Contrast-sign specificity built into the primary visual cortex, V1
Williams and Shpaley
We (Wlliams & Shapley 2007) found that in different cell layers in the macaque primary visual cortex, V1, simple cells have qualitatively different responses to spatial patterns. In response to a stationary grating presented for 100ms at the optimal spatial phase (position), V1 neurons produce responses that rise quickly and then decay before stimulus offset. For many simple cells in layer 4, it was possible to use this decay and the assumption of linearity to predict the amplitude of the response to the offset of a stimulus of the opposite-to-optimal spatial phase. However, the linear prediction was not accurate for neurons in layer 2/3 of V1, the main cortico-cortical output from V1. Opposite-phase responses from simple cells in layer 2/3 were always near zero.

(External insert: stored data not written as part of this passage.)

Issue #2123, opened 2022-11-08
HLSL back end may duplicate `unpack2x16float` arguments


jimblandy:
#2002 added support for WGSL's `unpack2x16float` function to the HLSL back end, but the code there may result in code for the argument expression being duplicated. The HLSL back end code reads:

```
  Function::Unpack2x16float => {
      write!(self.out, "float2(f16tof32(")?;
      self.write_expr(module, arg, func_ctx)?;
      write!(self.out, "), f16tof32((")?;
      self.write_expr(module, arg, func_ctx)?;
      write!(self.out, ") >> 16))")?;
  }
```

If `arg` is a baked expression, then this will be fine, but there's no way for the analyzer to know that the HLSL back end intends to use this expression twice, so its reference count could be one. The result would be that a call like:

    unpack2x16float(some expensive expr)

would generate HLSL like:

    float2(f16tof32(some expensive expr), f16to32((some expensive expr) >> 16))

The impact of this is limited, though: Naga IR ensures that the duplicated expression will never have function calls or side effects. And the result may be cleaned up by the HLSL compiler anyway. But it seemed unintentional.

The fix would probably be a pre-pass over the expressions in the HLSL back end to bump the reference count of expression that appear as the operand of `unpack2x64float`, or otherwise indicate that they need to be baked.

cc @expenses

teoxoy:
I'm thinking injecting a function to avoid this issue would be nicer. Thoughts?

teoxoy:
We seem to be already baking expressions for `dot` in the msl and glsl backends.

But I still feel like polyfilling those via functions in the output would be nicer. Have we considered this previously?

teoxoy:
Fixed by https://github.com/gfx-rs/naga/pull/2226

PR #2226, opened 2023-01-28
Add countLeadingZeros

evahop:
Adds `countLeadingZeros` from https://github.com/gfx-rs/naga/issues/2134#issue-1463112793

For negative expressions return `0`, otherwise return `31 - msb`.

This assumes `findUMsb`, `findMSB`, and `firstbithigh` all return an index from the `lsb`,
but I don't have the means to verify this is actually the case atm.

### DIFF
--- a/src/back/glsl/mod.rs
+++ b/src/back/glsl/mod.rs
@@ -1114,14 +1114,13 @@ impl<'a, W: Write> Writer<'a, W> {
     fn update_expressions_to_bake(&mut self, func: &crate::Function, info: &valid::FunctionInfo) {
         use crate::Expression;
         self.need_bake_expressions.clear();
-        for expr in func.expressions.iter() {
-            let expr_info = &info[expr.0];
-            let min_ref_count = func.expressions[expr.0].bake_ref_count();
+        for (fun_handle, expr) in func.expressions.iter() {
+            let expr_info = &info[fun_handle];
+            let min_ref_count = func.expressions[fun_handle].bake_ref_count();
             if min_ref_count <= expr_info.ref_count {
-                self.need_bake_expressions.insert(expr.0);
+                self.need_bake_expressions.insert(fun_handle);
             }
 
-            let (fun_handle, expr) = expr;
             match *expr {
                 Expression::Math {
                     fun: crate::MathFunction::Dot,
--- a/src/back/glsl/mod.rs
+++ b/src/back/glsl/mod.rs
@@ -2949,9 +2949,7 @@ impl<'a, W: Write> Writer<'a, W> {
                                 write!(self.out, ") + 0.5) * {LOG2_E})), ")?;
 
                                 if let crate::ScalarKind::Uint = kind {
-                                    write!(self.out, "mix(uvec{s}(0u), uvec{s}(32u), equal(")?;
-                                    self.write_expr(arg, ctx)?;
-                                    write!(self.out, ", uvec{s}(0u))), lessThanEqual(")?;
+                                    write!(self.out, "uvec{s}(32u), lessThanEqual(")?;
                                     self.write_expr(arg, ctx)?;
                                     write!(self.out, ", uvec{s}(0u)))")?;
                                 } else {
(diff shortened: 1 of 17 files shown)


teoxoy (changes requested):
Behavior looks good!
But the GLSL and HLSL backends write the expr multiple times which won't always work.

The expression needs to either be baked or the function needs to be polyfilled.
I'd go with baking for now since we have the mechanism already implemented for GLSL.

https://github.com/gfx-rs/naga/blob/c7d02151f08d6285683795289b5725b827d836d1/src/back/glsl/mod.rs#L1767-L1768

I feel like polyfilling would be a nicer solution but we'd ideally make the transition all at once.
See also https://github.com/gfx-rs/naga/issues/2123 for more details.

evahop:
> The expression needs to either be baked or the function needs to be polyfilled. I'd go with baking for now since we have the mechanism already implemented for GLSL.

Okay, I see the issue.
I'm just now noticing `FindMSB` also has a minimum requirement of `400` while the `README.md` pegs it at `330+`.
Would it be preferable to replace it with something along the lines of [es.math.clz32.js](https://github.com/zloirock/core-js/blob/5385428316f590f4845006e2b15e24db3be4d7e9/packages/core-js/modules/es.math.clz32.js)?

evahop:
I meant `uints` in the last commit but I assume it's going to get squashed either way.
Otherwise that should do it, it should address the issue in https://github.com/gfx-rs/naga/issues/2123#issue-1441029855,
and I can follow up with a PR if the `findMSB`/`findLSB` need replacing.

evahop:
Had some downtime so just went ahead and did it for the scope of this PR and won’t likely have time to address it later.

evahop:
I see what you’re pointing out. You can rebase and open another issue. I tried applying the same polyfill  to `findMSB` just now, using the `((clz + 1) % 33) …` method on the `mls` backend, and I’m not sure if its producing the expected behavior, I need to mess with it some more.

src/back/glsl/mod.rs
```diff
@@ -2941,33 +2932,55 @@ impl<'a, W: Write> Writer<'a, W> {
...
                                 if let crate::ScalarKind::Uint = kind {
-                                    write!(self.out, "uvec{s}(ivec{s}(31) - findMSB(")?;
+                                    write!(self.out, "uvec{s}(")?;
+                                } else {
+                                    write!(self.out, "ivec{s}(")?;
+                                }
+
+                                write!(self.out, "vec{s}(31.0) - floor(log(vec{s}(")?;
+                                self.write_expr(arg, ctx)?;
+                                write!(self.out, ") + 0.5) * {LOG2_E})), ")?;
```
teoxoy: Can we use `log2(x)` instead of `log(x) * LOG2E`?

teoxoy:
> If I’m not mistaken, seems like `clz` will always produce a `0` for negative numbers, while `findMSB` returns an index of the first set `0`.

This sounds correct, so the msl polyfill is not correct for negative numbers.

src/back/glsl/mod.rs
```diff
@@ -2930,6 +2931,56 @@ impl<'a, W: Write> Writer<'a, W> {
...
+                                    self.write_expr(arg, ctx)?;
+                                    write!(self.out, ", ivec{s}(0))))")?;
+                                }
+                            }
+                            crate::TypeInner::Scalar { kind, .. } => {
+                                write!(self.out, "(")?;
+                                self.write_expr(arg, ctx)?;
+
+                                if let crate::ScalarKind::Uint = kind {
+                                    write!(self.out, " == 0u ? 32u : uint(")?;
```
teoxoy, line 2968: For `uint`, I don't think we need an extra `if`. `floor(log2(0.5)) = -1`

src/back/glsl/mod.rs
evahop: Yes, feel free to make whatever changes. I just transcribed it verbatim at the time

PR #2229, opened 2023-01-31
Address Clippy 1.67 lints.

jimblandy:
* Inline identifiers into format strings.

[Since Rust 1.58], Rust format strings have been able to "capture
arguments simply by writing {ident} in the string." Clippy 1.67 made
the corresponding warning, `uninlined_format_args`, warn-by-default.
Inlined arguments seem more readable, so Naga should adopt them.

[Since Rust 1.58]: https://github.com/rust-lang/rust/blob/master/RELEASES.md#version-1580-2022-01-13

* Allow `clippy::needless_borrowed_reference`.

In Clippy 1.67, the `needless_borrowed_reference` lint [was enhanced]
to look into struct and tuple patterns, so that a line like this:

    for &(ref module, ref info) in inputs.iter()

where `inputs.iter()` is yielding `&(Module, ModuleInfo)` pairs,
elicits a warning. Clippy suggests, instead:

    for (module, info) in inputs.iter()

but this is at odds with Naga's preference that `match` patterns
should have the same type as the expression being matched, for which
we have enabled the `pattern_type_mismatch` lint since
9e5cc4c9 (2021-3-12).

[was enhanced]: https://github.com/rust-lang/rust-clippy/pull/9855

### DIFF
--- a/benches/criterion.rs
+++ b/benches/criterion.rs
@@ -1,3 +1,5 @@
+#![allow(clippy::needless_borrowed_reference)]
+
 use criterion::*;
 use std::{fs, path::PathBuf, slice};
 
--- a/cli/src/bin/naga.rs
+++ b/cli/src/bin/naga.rs
@@ -99,8 +99,7 @@ impl FromStr for BoundsCheckPolicyArg {
             "unchecked" => BoundsCheckPolicy::Unchecked,
             _ => {
                 return Err(format!(
-                    "Invalid value for --index-bounds-check-policy: {}",
-                    s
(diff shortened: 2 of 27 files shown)


jimblandy:
We're not the only people who aren't too enthusiastic about the new `needless_borrowed_reference` behavior:
https://github.com/rust-lang/rust-clippy/issues/10245

teoxoy (approved):
It's so nice to see all of those args now being inlined. No more having to look for the right argument based on its position.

Even when a layer 2/3 neuron’s optimal-phase response was very transient, which would predict a large response to the offset of the opposite spatial phase, opposite-phase responses were small or zero. The suppression of opposite-phase responses could be an important building block in the visual perception of surfaces.
Simple cells like those found in layer 4 respond to both contrast polarities of a given stimulus (both brighter and darker than background, or opposite spatial phases). But unlike layer 4 neurons, layer 2/3 simple cells code unambiguously for a single contrast polarity. With such polarity sensitivity, a neuron can represent “dark-left – bright-right” instead of just an unsigned boundary.